Surpreendentemente tenho imensas coisas dizer sobre este assunto. Vamos por partes.

Primeiro, tendo em conta que aos 62 anos ainda não mudei um pneu, podes considerar os teus 36 anos como um estrondoso avanço geracional — o mundo está a ficar um lugar melhor, apesar de às vezes ser difícil acreditar.

Segundo, lamento informar-te, mas andam a roubar-nos a possibilidade de nos doutorarmos nesta área porque os novos carros, vá-se lá saber porquê, já não têm pneu sobresselente, e é preciso mandar rebocá-los para a oficina. É a coisa mais estúpida que já se viu, custa caro e é uma perda de tempo, mas já fui dela vítima várias vezes, o que me leva a também fazer-te um pedido de Natal: juntem-se para me oferecer um pneu, quero lá saber que ocupe muito espaço na mala.

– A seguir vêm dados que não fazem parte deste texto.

PR #4394, opened 2016-05-09
Configure kibana from the environment

alexmuller:
Instead of using alphagov-deployment.

### DIFF
--- a/modules/govuk/manifests/apps/kibana.pp
+++ b/modules/govuk/manifests/apps/kibana.pp
@@ -1,13 +1,63 @@
 # == Class: govuk::apps::kibana
 #
-# Set up the Kibana application
+# Set up the Kibana application behind Signon
+#
+# === Parameters
+#
+# [*elasticsearch_host*]
+#   Which logs-elasticsearch host Kibana should connect to, must
+#   be a single host: https://github.com/elasticsearch/kibana/issues/214
 #
 # [*port*]
-#  Port that Kibana listens on
+#   Port that the Kibana wrapper listens on
 #
-class govuk::apps::kibana($port = '3202') {
-  govuk::app { 'kibana':
+# [*secret_key*]
+#   A secret key for Rack's session cookies
+#
+# [*signon_client_id*]
+#   A client ID for GOV.UK's Signon
+#
+# [*signon_client_secret*]
+#   The secret which matches signon_client_id
+#
+# [*signon_root*]
+#   The HTTP location of Signon
+#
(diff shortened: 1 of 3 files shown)


modules/govuk/manifests/apps/kibana.pp
```diff
@@ -1,13 +1,63 @@
...
+) {
+  $app_name = 'kibana'
+
+  govuk::app { $app_name:
     app_type => 'rack',
     port     => $port,
   }
+
+  Govuk::App::Envvar {
+    app => $app_name,
```
deanwilson: Is there a reason this is a variable when it's not possible to change it when calling the class?

modules/govuk/manifests/apps/kibana.pp
```diff
@@ -1,13 +1,63 @@
...
-  govuk::app { 'kibana':
+# [*signon_client_secret*]
+#   The secret which matches signon_client_id
+#
+# [*signon_root*]
+#   The HTTP location of Signon
+#
+class govuk::apps::kibana (
+  $elasticsearch_host = 'logs-elasticsearch-1.management',
+  $port = '3202',
```
deanwilson: Ports are numbers.

deanwilson:
A couple of small queries but it looks fine to merge.

modules/govuk/manifests/apps/kibana.pp
alexmuller: Mostly just because it's duplicated on line 36 but no other reason!

deanwilson: Fair enough.

deanwilson:
Looks good. Merge away.

modules/govuk/manifests/apps/kibana.pp
```diff
@@ -1,13 +1,63 @@
 # == Class: govuk::apps::kibana
 #
-# Set up the Kibana application
+# Set up the Kibana application behind Signon
+#
+# === Parameters
+#
+# [*elasticsearch_host*]
+#   Which logs-elasticsearch host Kibana should connect to, must
+#   be a single host: https://github.com/elasticsearch/kibana/issues/214
```
rjw1: sigh

rjw1:
:+1:

modules/govuk/manifests/apps/kibana.pp
alexmuller: Good to see that issue hasn't changed in a couple of years.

Terceiro, a divisão de tarefas. A tua história lembrou-me um debate em que estive com o Dr. Bagão Félix, há muitos, muitos anos, em que revelou que não entrava na cozinha desde os primeiros tempos de casado porque uma vez fritara iscas com a película de papel e a mulher considerara-o inapto para a culinária.

Quando chegou a minha vez de falar não resisti: li alto o extenso currículo e perguntei-lhe se acreditava realmente que alguém capaz de uma carreira tão brilhante como a dele, à segunda tentativa não teria conseguido desenvencilhar-se melhor. Pus mesmo a hipótese de ter sido um golpe brilhante para se livrar dos tachos e das panelas de uma vez por todas.

Como tem sentido de humor, riu-se, mas parece-me que, nesse tempo, acreditava mesmo que isto de saber fritar iscas ou mudar pneus estava intimamente ligado ao cromossoma X e Y.

Mudarmos a cabeça por dentro é difícil, mas o exemplo faz milagres. Parabéns e tenho a certeza de que à conta do teu feito há pelo menos mais três raparigas que vão recusar o preconceito.


O Birras de Mãe, uma avó/mãe (e também sogra) e uma mãe/filha, logo de quatro filhos, separadas pela quarentena, começaram a escrever-se diariamente, para falar dos medos, irritações, perplexidade, raivas, mal-entendidos, mas também da sensação de perfeita comunhão que — ocasionalmente! — as invade. E, passado o confinamento, perceberam que não queriam perder este canal de comunicação, na esperança de que quem as leia, mãe ou avó, sinta que é de si que falam.